Collected data entries
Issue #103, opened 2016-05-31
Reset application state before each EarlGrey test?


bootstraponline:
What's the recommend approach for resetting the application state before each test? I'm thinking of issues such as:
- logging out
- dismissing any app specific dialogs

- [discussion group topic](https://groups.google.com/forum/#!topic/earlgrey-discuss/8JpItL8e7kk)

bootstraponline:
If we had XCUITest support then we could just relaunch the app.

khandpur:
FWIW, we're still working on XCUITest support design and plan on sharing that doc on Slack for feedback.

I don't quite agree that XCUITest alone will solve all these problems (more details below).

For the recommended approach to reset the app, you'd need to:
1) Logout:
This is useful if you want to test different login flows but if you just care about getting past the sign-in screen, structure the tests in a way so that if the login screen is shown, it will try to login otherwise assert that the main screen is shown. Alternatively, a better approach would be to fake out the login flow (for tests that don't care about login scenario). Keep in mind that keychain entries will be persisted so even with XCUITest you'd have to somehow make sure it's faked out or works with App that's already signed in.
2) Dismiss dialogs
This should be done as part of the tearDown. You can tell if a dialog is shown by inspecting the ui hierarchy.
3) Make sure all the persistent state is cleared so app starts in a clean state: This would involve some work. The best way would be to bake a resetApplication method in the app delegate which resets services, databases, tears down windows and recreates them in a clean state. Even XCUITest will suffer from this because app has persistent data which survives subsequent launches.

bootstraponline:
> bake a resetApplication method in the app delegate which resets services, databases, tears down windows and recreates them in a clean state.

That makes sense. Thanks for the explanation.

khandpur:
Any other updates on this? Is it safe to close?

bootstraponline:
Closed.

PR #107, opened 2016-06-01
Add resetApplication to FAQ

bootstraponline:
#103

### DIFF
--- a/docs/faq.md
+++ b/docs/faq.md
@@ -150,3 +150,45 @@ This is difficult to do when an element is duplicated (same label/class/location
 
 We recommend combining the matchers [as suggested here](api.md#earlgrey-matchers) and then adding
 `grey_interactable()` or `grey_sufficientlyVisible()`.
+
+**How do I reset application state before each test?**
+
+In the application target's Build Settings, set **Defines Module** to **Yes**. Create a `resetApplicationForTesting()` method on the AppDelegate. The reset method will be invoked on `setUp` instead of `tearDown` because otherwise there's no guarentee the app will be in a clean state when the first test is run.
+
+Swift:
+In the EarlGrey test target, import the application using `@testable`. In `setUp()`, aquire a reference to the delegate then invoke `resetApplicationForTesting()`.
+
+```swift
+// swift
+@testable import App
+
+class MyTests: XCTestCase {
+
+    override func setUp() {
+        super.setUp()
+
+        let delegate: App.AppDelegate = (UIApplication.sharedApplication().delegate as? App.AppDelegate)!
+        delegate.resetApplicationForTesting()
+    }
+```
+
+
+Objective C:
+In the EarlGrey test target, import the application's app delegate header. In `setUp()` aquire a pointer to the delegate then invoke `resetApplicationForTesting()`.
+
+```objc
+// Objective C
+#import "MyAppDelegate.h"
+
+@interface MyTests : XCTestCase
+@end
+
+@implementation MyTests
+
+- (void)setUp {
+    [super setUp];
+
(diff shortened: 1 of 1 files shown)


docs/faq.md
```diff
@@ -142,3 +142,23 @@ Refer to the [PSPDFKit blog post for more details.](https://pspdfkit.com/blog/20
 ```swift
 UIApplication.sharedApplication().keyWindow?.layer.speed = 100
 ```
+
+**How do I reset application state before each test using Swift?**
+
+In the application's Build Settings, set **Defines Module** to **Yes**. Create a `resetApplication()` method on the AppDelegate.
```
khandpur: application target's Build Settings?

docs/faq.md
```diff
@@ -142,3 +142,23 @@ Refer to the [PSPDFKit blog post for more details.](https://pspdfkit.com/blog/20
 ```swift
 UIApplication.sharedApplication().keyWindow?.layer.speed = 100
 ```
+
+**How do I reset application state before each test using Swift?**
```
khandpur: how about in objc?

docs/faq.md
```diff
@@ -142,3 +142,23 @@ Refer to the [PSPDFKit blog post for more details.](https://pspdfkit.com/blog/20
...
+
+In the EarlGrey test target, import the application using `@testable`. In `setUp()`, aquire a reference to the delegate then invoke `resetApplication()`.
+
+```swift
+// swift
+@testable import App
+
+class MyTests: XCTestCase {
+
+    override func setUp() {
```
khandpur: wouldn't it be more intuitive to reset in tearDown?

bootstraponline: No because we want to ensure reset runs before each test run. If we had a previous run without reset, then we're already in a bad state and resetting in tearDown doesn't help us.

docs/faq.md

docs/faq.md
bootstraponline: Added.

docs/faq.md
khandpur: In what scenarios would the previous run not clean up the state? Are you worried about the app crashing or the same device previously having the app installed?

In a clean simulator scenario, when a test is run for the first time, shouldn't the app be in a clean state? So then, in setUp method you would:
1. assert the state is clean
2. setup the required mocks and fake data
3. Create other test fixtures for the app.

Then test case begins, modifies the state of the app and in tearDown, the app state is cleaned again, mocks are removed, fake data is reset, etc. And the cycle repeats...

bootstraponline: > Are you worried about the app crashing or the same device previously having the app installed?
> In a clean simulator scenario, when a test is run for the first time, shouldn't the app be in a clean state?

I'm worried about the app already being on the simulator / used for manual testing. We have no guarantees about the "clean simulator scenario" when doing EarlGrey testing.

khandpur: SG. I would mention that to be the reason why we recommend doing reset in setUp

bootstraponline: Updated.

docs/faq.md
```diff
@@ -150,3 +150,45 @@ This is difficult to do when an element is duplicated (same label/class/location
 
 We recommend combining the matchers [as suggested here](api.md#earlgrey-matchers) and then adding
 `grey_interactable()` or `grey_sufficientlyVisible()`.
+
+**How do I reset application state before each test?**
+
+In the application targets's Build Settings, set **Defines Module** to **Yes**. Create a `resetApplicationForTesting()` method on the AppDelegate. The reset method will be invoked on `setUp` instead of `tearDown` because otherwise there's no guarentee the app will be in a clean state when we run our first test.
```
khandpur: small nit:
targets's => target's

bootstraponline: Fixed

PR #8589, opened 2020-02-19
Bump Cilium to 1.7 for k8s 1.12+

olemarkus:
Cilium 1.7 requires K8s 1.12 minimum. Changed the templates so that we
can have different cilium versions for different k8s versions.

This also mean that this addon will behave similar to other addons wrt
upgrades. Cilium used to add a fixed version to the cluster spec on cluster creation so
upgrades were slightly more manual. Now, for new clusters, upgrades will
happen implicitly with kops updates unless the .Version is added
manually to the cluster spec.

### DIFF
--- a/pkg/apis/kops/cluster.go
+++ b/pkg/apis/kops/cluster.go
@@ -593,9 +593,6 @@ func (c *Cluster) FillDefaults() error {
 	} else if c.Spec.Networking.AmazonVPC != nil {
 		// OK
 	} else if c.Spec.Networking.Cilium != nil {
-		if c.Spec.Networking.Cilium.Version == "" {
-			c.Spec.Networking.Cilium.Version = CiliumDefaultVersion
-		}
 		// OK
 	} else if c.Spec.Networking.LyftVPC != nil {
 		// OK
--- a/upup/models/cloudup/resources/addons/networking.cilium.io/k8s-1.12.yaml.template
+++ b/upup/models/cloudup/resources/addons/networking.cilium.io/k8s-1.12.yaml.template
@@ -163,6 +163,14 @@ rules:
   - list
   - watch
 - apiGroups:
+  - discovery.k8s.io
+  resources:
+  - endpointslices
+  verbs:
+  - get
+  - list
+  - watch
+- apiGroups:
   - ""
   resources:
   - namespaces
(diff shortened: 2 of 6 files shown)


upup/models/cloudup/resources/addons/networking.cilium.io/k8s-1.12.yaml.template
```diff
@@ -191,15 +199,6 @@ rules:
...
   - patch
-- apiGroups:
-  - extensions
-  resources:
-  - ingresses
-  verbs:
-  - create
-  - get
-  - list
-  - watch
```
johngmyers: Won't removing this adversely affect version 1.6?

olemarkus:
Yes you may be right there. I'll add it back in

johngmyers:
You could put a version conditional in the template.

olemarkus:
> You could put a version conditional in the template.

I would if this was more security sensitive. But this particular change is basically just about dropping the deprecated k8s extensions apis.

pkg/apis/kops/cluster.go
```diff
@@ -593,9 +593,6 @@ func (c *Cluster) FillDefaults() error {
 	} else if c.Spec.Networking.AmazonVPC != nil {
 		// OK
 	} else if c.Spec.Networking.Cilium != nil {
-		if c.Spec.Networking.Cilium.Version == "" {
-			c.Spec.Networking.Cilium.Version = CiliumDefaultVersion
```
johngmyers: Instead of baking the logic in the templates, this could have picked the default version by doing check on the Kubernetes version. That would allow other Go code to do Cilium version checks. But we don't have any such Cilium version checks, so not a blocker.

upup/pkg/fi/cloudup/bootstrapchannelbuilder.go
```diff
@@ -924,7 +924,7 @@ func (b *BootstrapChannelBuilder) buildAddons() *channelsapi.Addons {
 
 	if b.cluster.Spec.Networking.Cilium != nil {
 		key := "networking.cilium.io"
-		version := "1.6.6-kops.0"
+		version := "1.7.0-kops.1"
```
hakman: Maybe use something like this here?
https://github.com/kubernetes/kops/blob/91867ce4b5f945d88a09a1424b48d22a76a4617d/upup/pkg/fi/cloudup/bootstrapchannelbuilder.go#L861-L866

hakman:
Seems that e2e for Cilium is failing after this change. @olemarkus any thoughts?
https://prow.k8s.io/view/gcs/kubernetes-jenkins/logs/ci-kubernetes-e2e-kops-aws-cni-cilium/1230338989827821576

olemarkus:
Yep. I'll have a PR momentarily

» Exercise instructions: Go through the records above and count the lines with the word "time" in them. Answer with the number only.

» Exercise output: 2